**WHAT YOU SHOULD DO**
Which lines of the entries below run from the one holding "PR #2368, opened 2025-03-17" to the one holding "googs1025: Do we", inclusive? Set down exactly those lines and no others.

**DATA RECORDS**
Issue #2367, opened 2025-03-15
[proposal] add metrics for reservation


googs1025:
**What is your proposal**:
add metrics for reservation

**Why is this needed**:
When using the reservation feature, our SRE wants to focus on the metrics about the reservation status. We don’t want too many reservation failures. We need metrics monitoring

**Is there a suggested solution, if so, please add it**:

like this below: 
```go
        ReservationFailedTotal = metrics.NewCounterVec(
		&metrics.CounterOpts{
			Subsystem: schedulermetrics.SchedulerSubsystem,
			Name:      "reservation_failed_total",
			Help:      `The total number of failed Reservation`,
		}, []string{"name"},
	)

	ReservationSucceededTotal = metrics.NewCounterVec(
		&metrics.CounterOpts{
			Subsystem: schedulermetrics.SchedulerSubsystem,
			Name:      "reservation_successed_total",
			Help:      `The total number of successed Reservation`,
		}, []string{"name"},
	)
```

googs1025:
In addition, I think whether other features also need to increase metrics, this may be discussed. 🤔

PR #2368, opened 2025-03-17
feature(reservation): add ReservationFailedTotal ReservationSucceededTotal metrics for reservation feature

googs1025:
add ReservationFailedTotal ReservationSucceededTotal metrics for reservation feature

fix https://github.com/koordinator-sh/koordinator/issues/2367

### V. Checklist


googs1025:
I have to increase more ut

pkg/scheduler/metrics/metrics.go
```diff
@@ -34,8 +34,26 @@ var (
 			StabilityLevel: metrics.STABLE,
 		}, []string{"profile"})
 
+	ReservationFailedTotal = metrics.NewCounterVec(
+		&metrics.CounterOpts{
+			Subsystem: schedulermetrics.SchedulerSubsystem,
```
googs1025, line 39: not sure if use scheduler prefix? 🤔

saintube: It's OK for a metric prefix.
However, we should handle the metrics GC if using the label `name`. An option is to use `utilmetrics.NewGCCounterVec`.

googs1025: Do we have relevant documentation? 🤔

googs1025: done

pkg/scheduler/metrics/metrics.go
```diff
@@ -56,3 +101,7 @@ func RegisterMetrics(extraMetrics ...metrics.Registerable) {
 		legacyregistry.MustRegister(metric)
 	}
 }
+
+func RegisterGCMetrics(extraMetrics ...prometheus.Collector) {
```
googs1025, line 105: I understand this is just a transition period? We have other metrics that have not been renamed as GC Metrics, so two registration methods are required

pkg/scheduler/metrics/metrics.go
```diff
@@ -19,33 +19,78 @@ package metrics
...
-		&metrics.CounterOpts{
-			Subsystem:      schedulermetrics.SchedulerSubsystem,
-			Name:           "scheduling_timeout",
-			Help:           "The currently scheduled Pod exceeds the maximum acceptable time interval",
-			StabilityLevel: metrics.STABLE,
-		}, []string{"profile"})
-
-	metricsList = []metrics.Registerable{
-		SchedulingTimeout,
+	SchedulingTimeout = utilmetrics.NewGCCounterVec("scheduling_timeout", prometheus.NewCounterVec(
```
saintube, line 33: This metric does not need a GC since it just labels different profiles very few in a cluster.
We should add GC logic for metrics yielding unlimited label pairs.

pkg/scheduler/metrics/metrics.go
```diff
@@ -19,33 +19,78 @@ package metrics
...
+		prometheus.CounterOpts{
+			Subsystem: schedulermetrics.SchedulerSubsystem,
+			Name:      "scheduling_timeout",
+			Help:      "The currently scheduled Pod exceeds the maximum acceptable time interval",
+		}, []string{"profile"}))
+
+	ReservationSucceededTotal = utilmetrics.NewGCCounterVec("reservation_successed_total", prometheus.NewCounterVec(
+		prometheus.CounterOpts{
+			Subsystem: schedulermetrics.SchedulerSubsystem,
+			Name:      "reservation_successed_total",
```
saintube, line 43: @googs1025 
I'm wondering about the usage of the metric `reservation_succeeded_total{name="xxx"}`. The phases `Succeeded` and `Failed` should be irreversible for reservations, so the metric value would be at most 1 when it is increased.
Perhaps, it should be splited into two metrics `pending_reservations` and `reservation_status_phase{reservation="", phase="Pending|Available|Succeeded|Failed"}`.

pkg/scheduler/metrics/metrics.go
saintube: The method `GetCounterVec()` has already returned a registable metric for the registry, so I think it is not a new Register func.

pkg/scheduler/metrics/metrics.go
googs1025: got this

pkg/scheduler/metrics/metrics.go
googs1025: There are some differences between standard metrics and gc metrics. It should be better for us to use two registration methods.
```go
// RegisterStandardAndGCMetrics registers both standard and garbage collection metrics.
func RegisterStandardAndGCMetrics(standardMetrics []metrics.Registerable, gcMetrics []prometheus.Collector) {
	for _, metric := range standardMetrics {
		legacyregistry.MustRegister(metric)
	}
	for _, metric := range gcMetrics {
		legacyregistry.RawMustRegister(metric)
	}
}
```

pkg/scheduler/metrics/metrics.go
googs1025: Should we first support `Success` `Failed`? Because this does not involve state transfer, especially `Failed` phase is the most concerned state 🤔

pkg/util/reservation/reservation.go
```diff
@@ -288,7 +289,13 @@ func SetReservationUnschedulable(r *schedulingv1alpha1.Reservation, msg string)
 }
 
 func SetReservationExpired(r *schedulingv1alpha1.Reservation) {
-	r.Status.Phase = schedulingv1alpha1.ReservationFailed
+	// Check if the Reservation is already in failed phase,
+	// if not, set the phase  and increment metric
+	wasFailed := r.Status.Phase == schedulingv1alpha1.ReservationFailed
```
saintube, line 294: do you need to unset the metrics for other phases?

googs1025: If I understand correctly, I don't think it is necessary. 🤔  Because `Failed` and `Successed` both represent final states. We will only record this final state. This final state will only be recorded once and will not be converted, which is simpler. Because Failed and Successed will not be converted to each other, there is no need to unset the metrics. That is, for example: `scheduler_reservation_status_phase{name="normalReservation",phase="Failed"} 1` and `scheduler_reservation_status_phase{name="normalReservation",phase="Succeeded"} 1`will only have one appear (because Failed Successed is a final state and cannot be converted).

saintube: OK. In this assumption, we can skip unset for other phases.

There is another question. What if the reservation has already failed when the scheduler starts? Perhaps we should set the metric according to the current state, instead of capturing the updating event.

googs1025: I don't quite understand what you mean. 

But I can explain the current logic:

Currently, the reservation phase is changed and metrics are added during the first state transition.

Consider a scenario: if reservationA is already in the final state (success or failure), the scheduler is restarted and the controller coordination process enters the SetReservationExpired or SetReservationSucceeded method. In this case, the "metrics" indicator will not be added again.

saintube: There are two questions above:

1. When to record the reservation phase: The pod metric like `kube_pod_status_phase` will remain consistent after the kube-state-metric fail-over. So, we'd better record the reservation phase regardless of whether it just changed.
2. Does the metric need garbage collection: As described, it does not since we have the assumption that for a reservation it cannot both transfer to Failed and Succeeded. However, it is still needed if we record the Pending phase and the Available phase.

pkg/util/reservation/reservation.go
```diff
@@ -289,6 +290,8 @@ func SetReservationUnschedulable(r *schedulingv1alpha1.Reservation, msg string)
 
 func SetReservationExpired(r *schedulingv1alpha1.Reservation) {
 	r.Status.Phase = schedulingv1alpha1.ReservationFailed
+	metrics.RecordReservationPhase(r.Name, string(schedulingv1alpha1.ReservationFailed), 1)
```
googs1025, line 293: When entering the `SetReservationExpired` (similar to `SetReservationSucceeded` and `SetReservationAvailable`), we will set the previous state to 0 and increase the current state to 1. This is reentrant, so there is no problem when the coordination is repeated.

googs1025: cc @saintube

pkg/scheduler/frameworkext/reservation_info.go
```diff
@@ -84,6 +85,7 @@ func NewReservationInfo(r *schedulingv1alpha1.Reservation) *ReservationInfo {
 	allocatable := reservationutil.ReservationRequests(r)
 	reserved := util.GetNodeReservationFromAnnotation(r.Annotations)
 	resourceNames := quotav1.ResourceNames(allocatable)
+	metrics.RecordReservationPhase(r.Name, string(schedulingv1alpha1.ReservationPending), 1)
```
googs1025, line 88: in `NewReservationInfo`. I thinks we can set pend phase

saintube: I'm afraid not. This function can be called when creating a temporary ReservationInfo for some calculation.

Please check the reservation controller. I guess there is a good place to record each stage, as we do not care about the metric timeliness.

googs1025: Sorry, do you mean only `pending` phase needs to be set in the controller or other phase also need to be set in the controller? 🤔

saintube: For all phases. I think it would make the metric recording more clean.

googs1025: changed implement to controller

pkg/scheduler/metrics/metrics.go
```diff
@@ -34,25 +39,88 @@ var (
...
+		reservationNameKey:  name,
+		reservationPhaseKey: phase,
+	}
+	ReservationStatusPhase.WithSet(labels, value)
+}
+
+// RecordReservationPhases records all possible phases of a reservation as metrics.
+// For each phase, it sets the value to 1.0 if it matches the current phase of the reservation,
+// otherwise, it sets the value to 0.0.
+func RecordReservationPhases(reservation *schedulingv1alpha1.Reservation) {
```
saintube, line 76: Please move this function to the directory reservation/controller and leave just the `RecordReservationPhase` here. It makes the metrics package clean and does not rely on other struct definitions to reduce risks of cyclic dependency.

pkg/scheduler/metrics/metrics.go
```diff
@@ -34,25 +39,88 @@ var (
...
+		RegisterStandardAndGCMetrics(metricsList, gcMetricsList)
 	})
 }
 
-// RegisterMetrics registers a list of metrics.
-// This function is exported because it is intended to be used by out-of-tree plugins to register their custom metrics.
-func RegisterMetrics(extraMetrics ...metrics.Registerable) {
-	for _, metric := range extraMetrics {
+// RegisterStandardAndGCMetrics registers both standard and garbage collection metrics.
+func RegisterStandardAndGCMetrics(standardMetrics []metrics.Registerable, gcMetrics []prometheus.Collector) {
```
saintube, line 119: This naming is more clear than the first version.

pkg/scheduler/metrics/metrics.go
googs1025: done

pkg/scheduler/plugins/reservation/controller/controller.go
```diff
@@ -201,14 +193,20 @@ func (c *Controller) sync(reservationName string) (result, error) {
 
 func (c *Controller) expireReservation(reservation *schedulingv1alpha1.Reservation) error {
 	reservationutil.SetReservationExpired(reservation)
-	_, err := c.koordClientSet.SchedulingV1alpha1().Reservations().UpdateStatus(context.TODO(), reservation, metav1.UpdateOptions{})
-	return err
+	return c.updateReservationStatus(reservation)
 }
 
 func (c *Controller) syncStatus(reservation *schedulingv1alpha1.Reservation) error {
 	if reservation.Status.NodeName == "" {
```
saintube, line 200: This will skip the pending reservations metrics, but we need it.

googs1025: add `c.pendingReservation(reservation)`

pkg/scheduler/plugins/reservation/controller/controller.go
```diff
@@ -201,13 +193,24 @@ func (c *Controller) sync(reservationName string) (result, error) {
 
 func (c *Controller) expireReservation(reservation *schedulingv1alpha1.Reservation) error {
 	reservationutil.SetReservationExpired(reservation)
-	_, err := c.koordClientSet.SchedulingV1alpha1().Reservations().UpdateStatus(context.TODO(), reservation, metav1.UpdateOptions{})
-	return err
+	return c.updateReservationStatus(reservation)
+}
+
+func (c *Controller) pendingReservation(reservation *schedulingv1alpha1.Reservation) error {
+	reservation.Status.Phase = schedulingv1alpha1.ReservationPending
```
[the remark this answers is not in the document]
googs1025: oh, got what you mean, change to as below: 
```go
if reservation.Status.NodeName == "" {
    RecordReservationPhases(reservation)
    return nil
}
```

saintube (commented):
/lgtm
PTAL /cc @ZiMengSheng @hormes

saintube (approved):
/lgtm

pkg/scheduler/plugins/reservation/controller/controller.go
```diff
@@ -203,14 +195,21 @@ func (c *Controller) sync(reservationName string) (result, error) {
...
-	return err
+	return c.updateReservationStatus(reservation)
 }
 
 func (c *Controller) syncStatus(reservation *schedulingv1alpha1.Reservation) error {
 	if reservation.Status.NodeName == "" {
+		RecordReservationPhases(reservation)
 		return nil
 	}
+	if isReservationNeedExpiration(reservation) {
```
saintube, line 206: The pending reservation should consider expiration, so please move the expiration logic ahead of the `if reservation.Status.NodeName == ""`.

googs1025: thanks for reminding. my bad

googs1025: done

pkg/scheduler/plugins/elasticquota/metrics.go
```diff
@@ -51,14 +51,16 @@ var (
...
+	metricsList = []metrics.Registerable{
 		ElasticQuotaSpecMetric,
 		ElasticQuotaStatusMetric,
 		UpdateElasticQuotaStatusLatency,
-	)
+	}
+)
+
+func init() {
+	koordschedulermetrics.RegisterStandardAndGCMetrics(metricsList, nil)
```
saintube, line 63: Recommend to separate the definitions for registering regular metrics and GC metrics, so there is no need to adapt.

googs1025: separate to:

```go
// RegisterMetrics registers a list of metrics.
// This function is exported because it is intended to be used by out-of-tree plugins to register their custom metrics.
func RegisterMetrics(extraMetrics ...metrics.Registerable) {
	for _, metric := range extraMetrics {
		legacyregistry.MustRegister(metric)
	}
}

// RegisterGCMetrics registers garbage collection metrics.
func RegisterGCMetrics(gcMetrics ...prometheus.Collector) {
	for _, metric := range gcMetrics {
		legacyregistry.RawMustRegister(metric)
	}
}
```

**EXERCISE RESULT**
PR #2368, opened 2025-03-17
feature(reservation): add ReservationFailedTotal ReservationSucceededTotal metrics for reservation feature

googs1025:
add ReservationFailedTotal ReservationSucceededTotal metrics for reservation feature

fix https://github.com/koordinator-sh/koordinator/issues/2367

### V. Checklist


googs1025:
I have to increase more ut

pkg/scheduler/metrics/metrics.go
```diff
@@ -34,8 +34,26 @@ var (
 			StabilityLevel: metrics.STABLE,
 		}, []string{"profile"})
 
+	ReservationFailedTotal = metrics.NewCounterVec(
+		&metrics.CounterOpts{
+			Subsystem: schedulermetrics.SchedulerSubsystem,
```
googs1025, line 39: not sure if use scheduler prefix? 🤔

saintube: It's OK for a metric prefix.
However, we should handle the metrics GC if using the label `name`. An option is to use `utilmetrics.NewGCCounterVec`.

googs1025: Do we have relevant documentation? 🤔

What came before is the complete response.